While most of these findings were established in vitro and in vivo, an effect of ABCA7 on lipid profiles was also noted in humans. Using liquid chromatography coupled‐mass spectrometry (LC‐MS/MS) in plasma an altered lipid profile was detected in AD patients and ABCA7 GWAS SNP (rs3752246 or rs4147929) carriers had a differential association with more than half of the detected diacylglycerol and phosphatidylinositol lipids. ¹⁰⁶ In a single‐nuclei study in ABCA7 PTC mutation carriers, altered gene expression was found in genes involving lipid metabolism, mitochondrial function, DNA damage and NF‐kB signaling in excitatory neurons when compared to healthy controls. ⁹¹ Changes in lipid profile were further confirmed when MS was performed on prefrontal cortex and iPSC‐derived neurons with an upregulation of triacyl glycerides and changes in phospholipid species, especially phosphatidylcholine. ⁹¹ In contrast, Picataggi and colleagues in vitro detected less phosphatidylcholine in ABCA7‐mediated HDL than ABCA1‐HDL. ¹⁰⁷ Von Maydell and colleagues suggested that lipid dysregulation in PTC mutation carriers could be the upstream mechanism resulting in the other detected dysregulated pathways. ⁹¹ They hypothesized that different phospholipid sensing and synthesis could cause accumulation of triglycerides intracellularly.
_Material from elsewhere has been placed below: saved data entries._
PR #392, opened 2018-12-13
DockerContainerFactory DNS configuration

### LINKED ISSUE #382: Improve configuration of invoker.containerFactory.nameservers
When the providers are enabled with the DockerContainerFactory, we should probably default the nameserver configuration parameters of the invoker to use Kuberetes dns service.  This allows user action containers (including those used by the provider packages) to access other kubernetes services using cluster-internal dns.  The provider's actions need this to be able to reach couchdb and operate properly. 

This is a less secure setup (it allows user actions to be aware they are running within a Kube cluster and to interact with other pods running in the cluster), but is probably what a user is expecting when they deploy OpenWhisk on their own Kubernetes cluster.

Sketch of implementation, if the user didn't explicitly set invoker.containerFactory.nameservers when they deployed the chart, then we should run a script as part of invoker startup that parses /etc/resolv.conf to get the values set for the invoker pod by Kube.  We then pass those through the appropriate PureConfig env variables so that things are properly configured without a manual user step of figuring out the ClusterIP of kube-dns / core-dns service.

dgrove-oss:
By default, automatically configure the Invoker so that user action containers created by the DockerContainerFactory will have the same DNS configuration as the Invoker itself.
    
This (a) enables all event providers to be enabled by default and (b) provides a more Kubernetes-native experience since the user action containers can access other Kubernetes services
running on the cluster via the usual Kubernetes DNS mechanisms.

Fixes #382

### DIFF
--- a/README.md
+++ b/README.md
@@ -142,16 +142,6 @@ deploy.
 4. [Configure the `wsk` CLI](#configure-the-wsk-cli). You need to
 tell the `wsk` CLI how to connect to your OpenWhisk deployment.
 
-Although you are deploying OpenWhisk to Kubernetes, by default the
-executing actions will not be aware they are running on a Kubernetes
-cluster. In particular, they will not be configured to do DNS resolution
-of Kubernetes services.  However, if you want executing actions to
-easily access services in a Kubernetes-native way, you can configure
-your OpenWhisk deployment to enable that by either using the
-[KubernetesContainerFactory](docs/configurationChoices.md#invoker-container-factory)
-or setting the value of `invoker.DNS` when you create the `mycluster.yaml`
-to customize your deployment ([see DNS options](docs/configurationChoices.md#user-action-container-dns)).
-
 ## Initial setup
 
 Indicate the Kubernetes worker nodes that should be used to execute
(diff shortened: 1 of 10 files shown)


dgrove-oss:
Can be merged independently, but not actually useful until https://github.com/apache/incubator-openwhisk/pull/4176 is merged upstream and we do a version bump of the invoker imageTag to get the change.

dgrove-oss:
added WIP tag -- upstream PR is merged, but want to rethink the approach a little before merging this.

dgrove-oss:
Since the DNS configuration support was merged upstream, we can exploit it to make our defaults more "kube native", even with the DockerContainerFactory.  The event providers can be enabled by default and user action containers can invoke other Kubernetes services on the cluster.

sciabarracom:
I am going to test the change on my deployment

sciabarracom:
I deployed in my kubernetes cluster, it deploys but when I try to set the auth I have this problem:

```
$ AUTH=$(kubectl exec -ti openwhisk-wskadmin -- wskadmin user list guest | awk '{print $1}')
$ wsk property set --auth "$AUTH" --namespace guest --apihost https://sciabarra.net:443
error: Authenticated user does not have namespace 'guest'; set command failed: Unable to create HTTP request for GET: The Cert file is not configured. Please configure the missing Cert file.
$ wsk -i property set --auth "$AUTH" --namespace guest --apihost https://sciabarra.net:443
wsk -i property set --auth "$AUTH" --namespace guest --apihost https://sciabarra.net:443
ok: whisk auth set. Run 'wsk property get --auth' to see the new value.
ok: whisk API host set to https://sciabarra.net:443
ok: whisk namespace set to guest
```

sciabarracom:
ok the problem is not related to the deployment

PR #394, opened 2018-12-14
version bump all components to Dec 13 tags.

dgrove-oss:


dgrove-oss:
ready to merge -- I rebased to pick up php 7.3.

PR #397, opened 2018-12-16
Add PHP 7.3 runtime

akrabat:
Add support for the new PHP 7.3 runtime as per https://github.com/apache/incubator-openwhisk/issues/4174

### DIFF
--- a/helm/openwhisk/runtimes.json
+++ b/helm/openwhisk/runtimes.json
@@ -155,7 +155,7 @@
             },
             {
                 "kind": "php:7.2",
-                "default": true,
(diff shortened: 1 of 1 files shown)


helm/openwhisk/runtimes.json
```diff
@@ -166,6 +166,20 @@
                     "attachmentName": "codefile",
                     "attachmentType": "text/plain"
                 }
+            },
```
rabbah: change default above to false.
I wonder if this should be flagged as a bug in the controller when more than one kind is set as default.

PR #410, opened 2019-01-14
Update sample yaml snippet for external providers db

### LINKED ISSUE #407: error in documenting providers database
it is NOT

```
providers:
   alarm:
     enable: true
     db:
       ....
```

but

```
providers:
  db:
    ...
  alarm:
    enabled: true
```
For deploying with an external ingress you need

```
ingress:
   type: Standard
   domain: ingress.public.domain
   apiHostName: ingress.public.domain
```

it is not clearly documented (I had to read the code)

dgrove-oss:
Partially fixes #407

### DIFF
--- a/docs/configurationChoices.md
+++ b/docs/configurationChoices.md
@@ -42,18 +42,16 @@ user action containers created by the DockerContainerFactory are not configured 
 themselves be able to invoke Kubernetes services). To work around this you must do one
 of the following three alternatives:
 1. Deploy a CouchDB instance external to your Kubernetes cluster and configure the event
-provider(s) to use it by adding stanzas like the following to your `mycluster.yaml`:
+providers to use it by adding a stanza like the following to your `mycluster.yaml`:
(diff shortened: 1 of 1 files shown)


sciabarracom:
Yes but you have also to say you have to enable the providers. Also it is pretty important to document the "domain" value because otherwise the ingresses defaults to a value "domain" and nothing works...

dgrove-oss:
I think what is missing is the analogue to 
https://github.com/apache/incubator-openwhisk-deploy-kube/blob/master/docs/k8s-ibm-public.md
or 
https://github.com/apache/incubator-openwhisk-deploy-kube/blob/master/docs/k8s-google.md
for deploying on a roll-your-own cluster.  It's not specific to providers per se, but to specifying the Ingress that is appropriate to your Kubernetes solution.

dgrove-oss:
ready to merge -- fixes a doc bug @sciabarracom reported.

PR #411, opened 2019-01-14
add delay in healthy invoker readiness check

dgrove-oss:
In TravisCI environments, we often see failures in jobs that
run "right after" there is an initial report of healthy invokers
by the controller.  Let's wait for a few seconds in the readiness
probe to see if it improves the odds of success of jobs that run
triggered on this readiness probe.


dgrove-oss:
Did not help; abandon.

PR #414, opened 2019-01-15
adding troubleshooting for install packages failure

danielwhatmuff:


danielwhatmuff:
Hey @dgrove-oss thanks for merging. 

I did encounter a few issues with the install of openwhisk on kubernetes so have been taking a look through the installation process which runs upon a `helm install` and noticed there is quite a lot going on as part of `couchdb-init-job.yaml` and `install-packages-job.yaml` - for example the [myTask.sh](https://github.com/apache/incubator-openwhisk-deploy-kube/blob/master/helm/openwhisk/configMapFiles/installPackages/myTask.sh) script clones 5 repos from Github and executes a further 6 bash scripts. Also [initdb.sh](https://github.com/apache/incubator-openwhisk-deploy-kube/blob/master/helm/openwhisk/configMapFiles/initCouchDB/initdb.sh) clones another repo and runs 4 ansible playbooks.

I wondered if it would be possible to move any of this stuff into the build and release phase so that the helm install can just pull prebaked containers from a registry and either inject environment variables or mount configmaps to pods. With the aim being that provisioning openwhisk on kube is faster and more reliable.

Interested to hear your thoughts.

dgrove-oss:
Until relatively recently, the helm chart deployed the `latest` versions of all the components.  So, cloning the git repos in the install jobs made sense (it would have been messy to generate a new docker image every time one of the 5 upstream repos changed).   Now that we've switched to deploying pinned versions of all the upstream repos/images, it probably does make sense to publish an image that contains the pre-cloned source code from all the upstream repos and run the various jobs using that as a base image.  

I can take a look at doing that.

danielwhatmuff:
Makes sense. Thanks a lot.

dgrove-oss:
opened #431 so this idea doesn't get lost

PR #442, opened 2019-03-11
Get dind-cluster.sh from kubeadm-dind 0.1 release

dgrove-oss:


dgrove-oss:
@csantanapr or @rabbah -- could one of you approve and merge.  Hacks around an upstream problem with the dind-cluster script for kube 1.12.  Thanks.

PR #447, opened 2019-04-03
Add Support to store Openwhisk Component Images in Hosted Docker Registry.

neerajmangal:
## Description 

Currently, Private/Hosted Docker registry values are only used for installing the runtime images from playbook.yml on invoker pod. 

This PR is to support a scenario where we need to use our Hosted Docker registry to store Openwhisk Images as well for like invoker, controller, etc and only allowed to use Hosted Docker Repository (Artifactory) by Kubernetes Cluster provider (in our case Hosted Kubernetes Deployment). 

Furthermore, it will provide a more configurable option to use image location in pod configs.
 
## Environment details:

* On Premise Hosted Private Kuberentes Cluster
* Images are uploaded to Private/Hosted Docker Registry   

## Steps to reproduce the issue:

1. Hosted Private Kubernetes provider only allows using Hosted Docker Registry (Like Artifactory).     
2. Current Helm deployment does not allow to use Private Docker registry for Openwhisk Component images. as of today, manual changes required in pod/job yaml files to use private Docker registry host/server. 

# Solution 

## Prerequisite - 
- Upload all images of Openwhisk in private/hosted docker repository server. 

## Changes 

- Define an imagePullSecret
- Use a Value Flag to use imagePullSecrets and image repo config. 
- Create a secret of type kubernetes.io/dockerconfigjson for private/hosted docker registry

### DIFF
--- a/helm/openwhisk/templates/_invoker-helpers.tpl
+++ b/helm/openwhisk/templates/_invoker-helpers.tpl
@@ -33,11 +33,7 @@
 
 {{- define "openwhisk.docker_pull_runtimes" -}}
 - name: docker-pull-runtimes
-{{- if .Values.docker.usePrivateRegistry }}
   image: "{{- .Values.docker.registry.name -}}{{- .Values.utility.imageName -}}:{{- .Values.utility.imageTag -}}"
-{{- else }}
-  image: "{{- .Values.utility.imageName -}}:{{- .Values.utility.imageTag -}}"
-{{- end }}
   imagePullPolicy: {{ .Values.utility.imagePullPolicy | quote }}
   command: ["/usr/local/bin/ansible-playbook", "/invoker-scripts/playbook.yml"]
   volumeMounts:
--- a/helm/openwhisk/templates/_invoker-helpers.tpl
+++ b/helm/openwhisk/templates/_invoker-helpers.tpl
@@ -33,8 +33,12 @@
 
 {{- define "openwhisk.docker_pull_runtimes" -}}
 - name: docker-pull-runtimes
-  imagePullPolicy: {{ .Values.utility.imagePullPolicy | quote }}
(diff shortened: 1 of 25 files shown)


helm/openwhisk/templates/_invoker-helpers.tpl
```diff
@@ -33,8 +33,12 @@
 
 {{- define "openwhisk.docker_pull_runtimes" -}}
 - name: docker-pull-runtimes
-  imagePullPolicy: {{ .Values.utility.imagePullPolicy | quote }}
+{{- if .Values.docker.usePrivateRegistry }}
```
dgrove-oss: Why put this in an if/else block instead of letting .Values.docker.registry.name default to an empty string?

neerajmangal: Hi @dgrove-oss, I used this based on the usePrivateRegistry flag keeping a scenario where the user won't like to use private Docker registry for component images but want to use only for runtime images (like today's behavior).

Though using your method is better, in that case, one has to put all component + runtime images in Private Docker Registry is registry name is provided. Let me know your thoughts, I will modify it based on your suggestion.

neerajmangal: Hi @dgrove-oss, I modified it based on your suggestion and removed an extra flag(usePrivateRegistry). Now if docker registry is not empty, then charts will use imagePullSecrets and docker registry provided to pull the images. Let me know if you have further suggestions.

dgrove-oss: This looks reasonable to me.  Is it still a WIP or is it ready for merging?

neerajmangal: Thanks @dgrove-oss, it is ready to be merged now.

Issue #469, opened 2019-05-29
upstream zookeeper image change broke liveness/readiness probe


dgrove-oss:
zookeeper's official dockerhub image changed its base image from `openjdk:8-jre-alpine` to `openjdk:8-jre-slim` 4 days ago in commit https://github.com/31z4/zookeeper-docker/commit/01d134a4dcb1676d7efe9d0c64c5e0cfdba6fb27

This removed the `nc` command from the image, which breaks the liveness and readiness probes for the zookeeper pod.

dgrove-oss:
I opened https://github.com/31z4/zookeeper-docker/issues/66 to inquire if they would add `nc` back to the base image.

dgrove-oss:
nc was added to the upstream image in https://github.com/docker-library/official-images/pull/6005

PR #471, opened 2019-05-30
disable zookeeper readiness probe

dgrove-oss:
Comment out zookeeper readiness probe until we have guidance
from upstream project about whether they will restore `nc`
to their image or if we will need to develop an alternative
readiness probe.

See #469.

### DIFF
--- a/helm/openwhisk/templates/zookeeper-pod.yaml
+++ b/helm/openwhisk/templates/zookeeper-pod.yaml
@@ -62,14 +62,15 @@ spec:
             port: {{ .Values.zookeeper.port }}
           initialDelaySeconds: 5
           periodSeconds: 10
-        readinessProbe:
-          exec:
-            command:
-            - /bin/bash
-            - -c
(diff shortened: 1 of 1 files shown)


neerajmangal:
Hi @dgrove-oss, I was thinking on instead of disabling of probes we can have configurable probes as I faced similar issues with other components and has to manually configure them. I am working on another PR to do that for other components as well like controller etc. WDYT?

dgrove-oss:
Hi @neerajmangal, would be interested in seeing the PR and discussing.  Ideally the probes are a low-level detail that we can get to always work without bothering the user.  If we can't, figuring out an understandable way to configure problematic ones them does seem useful.  I'd hope the low-level probes that are just hitting an http or tcp endpoint at a specific container port would not need configuration.

neerajmangal:
Agree with you @dgrove-oss. My bad, I was trying to refer to probes timing setting only like `initialDelaySeconds` etc to be configurable, not the actual low-level `tcpSocket` or `httpGet` probes.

Neurons have limited storage capacity in lipid droplets compared to glial cells, causing fatty acid oxidation and mitochondrial stress, which in turn could cause the formation of ROS (reactive oxygen species) that lead to DNA damage and inflammation. ⁹¹ In a study in flies, ROS were stated to cause increased lipid synthesis in neurons. ¹¹⁵ To avoid neurotoxicity, lipids were then transferred via APOD or APOE to glial cells where they were sequestered in lipid droplets. Fly ABCA1 and ABCA7 orthologues were found to be crucial for lipid droplet formation, and when the process was disrupted, neurodegeneration was observed. ¹¹⁵ One group formulated the altered lipidostasis hypothesis that states that ABCA7 might be responsible for the efflux of a neurotoxic lipid. ⁸⁵ When this currently unknown lipid is not sufficiently exported, either due to increases in lipid concentration or ABCA7 disruptions by mutations for example, this can lead to disease. ⁸⁵

6.2. Phagocytosis

Phagocytosis by microglia plays an important role in the immune system of the brain and neuroinflammation. The role of the immune system in AD is a double‐edged sword and still under debate, as excessive inflammation is detrimental in the disease while an oppression of clearance of apoptotic cells and amyloid‐β (Aβ) is damaging as well. ¹¹⁶ In mouse fibroblasts Abca7 depletion impaired phagocytosis. ¹¹⁰ In mouse macrophages, the same finding was observed in vivo and in vitro when Abca7 was depleted, but not with Abca1, suggesting that ABCA1 does not play a role in phagocytosis. ¹¹⁷ In vitro, LRP1 stimulation by apoptotic cells both led to localization with ABCA7, and an increase in extracellular ERK signaling, known to play a role in phagocytosis (Figure 4). ¹¹⁸ Abca7 deficiency decreased trafficking of both ABCA7 and LRP1 to the membrane, abolishing ERK signaling. ¹¹⁸ In Abca7 haplodeficient mice, partial ABCA7 deficiency compromised microglial proinflammatory responses by impairing CD14 expression in the brain upon acute neurotoxic lipopolysaccharide stimulation (Figure 4). ¹¹⁴ These mice also had altered endosomal morphology in microglia. Lipid metabolism and phagocytosis are furthermore not two completely separate pathways. Statins that reduced cellular lipids caused an upregulation of ABCA7, followed by increased phagocytosis in vitro. ¹¹⁹ Moreover, ABCA7 can influence composition and asymmetric distribution of the lipid bilayer, such as increased lipid flipping of phosphatidylserine from the cytoplasmic to the extracellular leaflet, creating an “eat‐me” signal in apoptotic cells (Figure 4). ¹³ , ¹⁰⁹ An enrichment of phosphatidylserine on the extracellular surface has been linked to phagocytosis and assembly of phagocytosis‐associated protein at the membrane. ¹²⁰ , ¹²¹ Impairment of ABCA7, thus, could evolve in reduced phagocytosis of apoptotic cells, increasing inflammation. Moreover, a role in phagocytosis has also been implicated due to the observed effect of ABCA7 deficiency on amyloid deposition in the brain.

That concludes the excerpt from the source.